3. Çok Taraflılıktan Çekilme: Çin’e Alan Açılması
ABD’nin Dünya Sağlık Örgütü ve Paris İklim Anlaşması’ndan çekilmesi, Çin’in küresel kurumlarda liderlik iddiasını güçlendirdi. Örneğin, Amerikan Devletleri Örgütü (OAS) Genel Sekreterliği seçimlerinde Çin, Surinamlı aday Albert Ramdin’e destek vererek bölgedeki etkisini kurumsal düzeye taşımaya çalıştı. ABD’nin finansal katkılarını azaltması, bu kurumların Çin tarafından şekillendirilen normlara açık hale gelmesine yol açabilir.

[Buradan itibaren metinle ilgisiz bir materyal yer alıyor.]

PR #89, opened 2020-10-01
Assert that physical_min is different from physical_max

LucaCerina:
I've noticed that if physical_min and physical_max are equal, write_samples fails with error -25. An assertion before writing can help the user in understanding the issue


skjerns:
Thanks for the pull request :) looks good to me.

Two things:
1. Can you write a small unit test? Always good to have those.
2. It might be an idea to include this in the lowlevel, not highlevel, i.e. [edfwriter.py](https://github.com/holgern/pyedflib/blob/master/pyedflib/edfwriter.py) - would you be interested in doing that?

LucaCerina:
Sure, I will add the unit tests and move the assertion at a lower level

skjerns:
thanks alot, looks good to me :)

Issue #92, opened 2020-10-21
write_edf is very slow after a signal has been changed


DavidCEAMS:
Hi,
I'm trying to use the high lvl API to read an EDF, filter a signal and write it back. The problem is that when I do that, the call to write_edf takes several minutes to complete (for a 400MB file).

I'd like to make sure I'm using it correctly.

Here's a sample code:
```
import pyedflib
import numpy as np
from scipy import signal

def find_channel_index(signal_headers, channel_label):
    for i, header in enumerate(signal_headers):
        if header['label'] == channel_label:
            return i
    return None

input_filename = 'subject1.edf'
output_filename = 'subject1_output.edf'
channel = 'EEG Fz'

# Open the EDF file
[signals, signal_headers, file_header] = pyedflib.highlevel.read_edf(input_filename)

# Find the channel to filter
channel_index = find_channel_index(signal_headers, channel)

# Create the filter
lf = 8
hf = 12
order = 100
sample_rate = signal_headers[channel_index]['sample_rate']
taps = signal.firwin(order, [lf, hf], pass_zero='bandpass', fs=sample_rate)

# Filter the signal
signals[channel_index] = signal.filtfilt(taps, 1, signals[channel_index])

# Write it back
pyedflib.highlevel.write_edf(output_filename, signals, signal_headers, file_header, file_type=pyedflib.FILETYPE_EDF)
```
Is this the proper way of doing it?

Thanks

skjerns:
Can you upload the sample file to wetransfer (or dropboxlink etc) and send it to tm2v0apq1o2@temp.mailbox.org ?

holgern:
The only way to speed up writing huge data files is to use setDatarecordDuration

f_writer.setDatarecordDuration(int(100000 * datarecord_duration))
When using this, each sample rate needs to be multiplied by it:

ch_dict['sample_rate'] = ch_dict['sample_rate'] * datarecord_duration

Maybe this would be a good addition to the high-level code.

skjerns:
Ah, I didn't know about that. However, that means if the `datarecord_duration` is not a divisor of the length of the signal (in seconds), it will append zeros which I think it not favorable. E.g. writing a signal with length 150 seconds with `datarecord_duration=60` will write 150 seconds + 30 seconds blank.

I'll implement it such that it will only choose an appropriate `datarecord_duration`.

holgern:
[...]

PR #93, opened 2020-10-22
Automatically set blocksize // speed up writing

skjerns:
I've implemented automatic setting of the blocksize, it will default to the highest `int` divisor below 60. As far as I can see `datarecord_duration` is in fact a float and could be set to any value, however, I'm a bit afraid that this will introduce side effects and rounding errors that result in loss of samples.

I did not want to include a manual trim while loading, as other EDF loading software does not implement that. However, the `block_size` parameter can be set manually if people do not mind having padded zeros at the end.

related: #92 

@holgern can you check, approve and possibly make a new release?

### DIFF
--- a/pyedflib/tests/test_highlevel.py
+++ b/pyedflib/tests/test_highlevel.py
@@ -56,7 +56,7 @@ class TestHighLevel(unittest.TestCase):
         
         header = highlevel.make_header(technician='tech', recording_additional='r_add',
                                                 patientname='name', patient_additional='p_add',
-                                                patientcode='42', equipment='eeg', admincode='420',
+                                                patientcode='42', equipment='eeg', admincode='120',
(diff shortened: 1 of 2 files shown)


pyedflib/tests/test_highlevel.py
```diff
@@ -56,7 +56,7 @@ def test_read_write_edf(self):
         
         header = highlevel.make_header(technician='tech', recording_additional='r_add',
                                                 patientname='name', patient_additional='p_add',
-                                                patientcode='42', equipment='eeg', admincode='420',
+                                                patientcode='42', equipment='eeg', admincode='120',
```
skjerns, line 59: after all we're doing science, not 420 ;-)

holgern:
Sorry for the delay.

4. İstihbarat ve İş Birlikçi Ağlar: Yabancılaşan Elitlerin Fırsatı
Trump yönetiminin göçmen politikaları, burs kesintileri ve bazı devletlerle sert diplomatik gerilimler (Kolombiya örneğinde olduğu gibi), bölgedeki bürokratlar ve iş elitleri arasında ABD karşıtı duyguları besledi. Çin, bu grupları kapsamlı seyahat programları, akademik iş birlikleri ve ticaret odaklı ağlarla etkilemeyi sürdürüyor. Yabancılaşmış aktörlerin Çin istihbarat ağlarına dahil olma riski, ABD’nin bölgedeki güvenlik çıkarları için ciddi bir tehdit oluşturuyor.

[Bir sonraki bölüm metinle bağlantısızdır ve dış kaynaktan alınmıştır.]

PR #114, opened 2021-02-26
Be less strict about prefilter fields

wmvanvliet:
I'm trying to load EDF file from this dataset: https://physionet.org/content/eegmmidb
In these files, prefilter settings are present in both the normal fields and also in the EDF+ annotations.
For some reason, it was decided that pyedflib should flat out refuse to read such files?
I think that is a bit harsch.

### DIFF
--- a/pyedflib/_extensions/c/edflib.c
+++ b/pyedflib/_extensions/c/edflib.c
@@ -41,7 +41,6 @@
 
 #include "edflib.h"
 
-
 #define EDFLIB_VERSION  (117)
 #define EDFLIB_MAXFILES  (64)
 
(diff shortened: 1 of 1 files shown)


skjerns:
I understand the annoyance with being so strict about keeping to the EDF specifications. The library we wrap `edflib` is very strict with regards to these. Even though I would be kind of fine to just read these incorrectly formatted files anyway, I also see why being lose with standards will not help in the long run.

In this particular case: What would happen if prefilter fields have been set to both positions? Which one would be reported?

wmvanvliet:
In the original code, it would crash. With this PR, the first would be taken.

skjerns:
fixes #120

5. Anti-ABD Rejimlerin Güçlenmesi: Venezuela ve Seçimlerdeki Dalga
Trump’ın Venezuela’daki Maduro rejimine yönelik tutarsız politikaları (Chevron’a verilen özel izinler gibi), Rusya ve Çin’in Maduro ile ekonomik-askeri iş birliğini derinleştirmesine zemin hazırladı. Benzer şekilde, 2025’te Ekvador, Honduras ve Karayip ülkelerinde yapılacak seçimlerde, ABD karşıtı söylemlerin popülerlik kazanma ihtimali yüksek. Özellikle sol popülist liderlerin Çin ile yakınlaşması, ABD’nin bölgedeki nüfuz alanını daraltabilir.

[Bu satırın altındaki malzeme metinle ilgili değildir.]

PR #118, opened 2021-05-03
Decimal sample rate compatibility

gcathelain:
No error is raised when reading or writing with sample_rate with decimals.

Block size must be -1 when using the pyedflib.highlevel.edfwriter() function.


skjerns:
@gcathelain so this produces quite a few errors, I don't think we can merge it like that. We need to find a solution that both

1. conserves `int` sampling rates
2. allows decimal sampling rates

do you plan on proposing a solution for that?

pyedflib/highlevel.py
```diff
@@ -327,19 +327,19 @@ def read_edf(edf_file, ch_nrs=None, ch_names=None, digital=False, verbose=False)
 
     with pyedflib.EdfReader(edf_file) as f:
         # see which channels we want to load
-        available_chs = [ch.upper() for ch in f.getSignalLabels()]
+        available_chs = f.getSignalLabels()
```
skjerns, line 330: why is this changed?

pyedflib/highlevel.py
```diff
@@ -327,19 +327,19 @@ def read_edf(edf_file, ch_nrs=None, ch_names=None, digital=False, verbose=False)
...
         n_chrs = f.signals_in_file
 
         # find out which number corresponds to which channel
         if ch_names is not None:
             ch_nrs = []
             for ch in ch_names:
-                if not ch.upper() in available_chs:
+                if not ch in available_chs:
```
skjerns, line 337: why is this changed? seems unrelated to the PR

pyedflib/highlevel.py
gcathelain: It was to simplify, but I agree it is unrelated to the PR.

pyedflib/highlevel.py
gcathelain: It was to simplify, but I agree it is unrelated to the PR.

skjerns:
Mhh now the tests don't run anymore, I think this needs some further adapting before it works. However, I currently do not have time to look into this. 

Additionally, it would be important to also check the newly implemented functionality using unit tests

skjerns:
This is superseeded by #159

6. Değerler ve Çıkarlar Arasında Denge Arayışı
ABD’nin demokrasi ve insan haklarına verdiği geleneksel destek, Çin’in otoriter modeline karşı önemli bir alternatifti. Ancak “Önce Amerika” ile bu değerlerin araçsallaştırılması, ABD’nin ahlaki üstünlüğünü zayıflattı. Çin ise, ekonomik imkanlar sunarken siyasi müdahaleden kaçınarak “tarafsız ortak” imajını öne çıkarıyor. ABD’nin uzun vadeli stratejisi, çıkarlarını korurken değer temelli diplomasiyi yeniden canlandırmak olmalıdır.
Sonuç: Stratejik Geri Çekilmenin Bedeli
Trump’ın işlemsel yaklaşımı, kısa vadeli kazanımlar sağlasa da Latin Amerika’da Çin’in ekonomik, siyasi ve kurumsal nüfuzunu genişletmesine izin verdi. Biden yönetimi, çok taraflı kurumlara yeniden angaje olarak ve değer odaklı diplomasiyi güçlendirerek bu açığı kapatmaya çalışsa da Trump döneminin mirası, ABD’nin bölgedeki etkisini yeniden inşa etmesini zorlaştırıyor. Çin’in Latin Amerika’daki yükselişi, yalnızca ekonomik değil, aynı zamanda jeopolitik bir meydan okuma olarak ele alınmalıdır. ABD’nin, “soft power” unsurlarını (eğitim, kültür, insani yardım) yeniden önceliklendirmesi ve bölge ülkelerine “seçim yapmak yerine iş birliği” fırsatı sunması kritik önem taşıyor.
KAYNAK
https://thediplomat.com/2025/02/trumps-foreign-policy-could-accelerate-chinas-advance-in-latin-america/.
Karadaş, B. (2022). ABD dış politikasında Çin: Donald Trump dönemi. Türkiye Politik Çalışmalar Dergisi, 2(1), 47-57.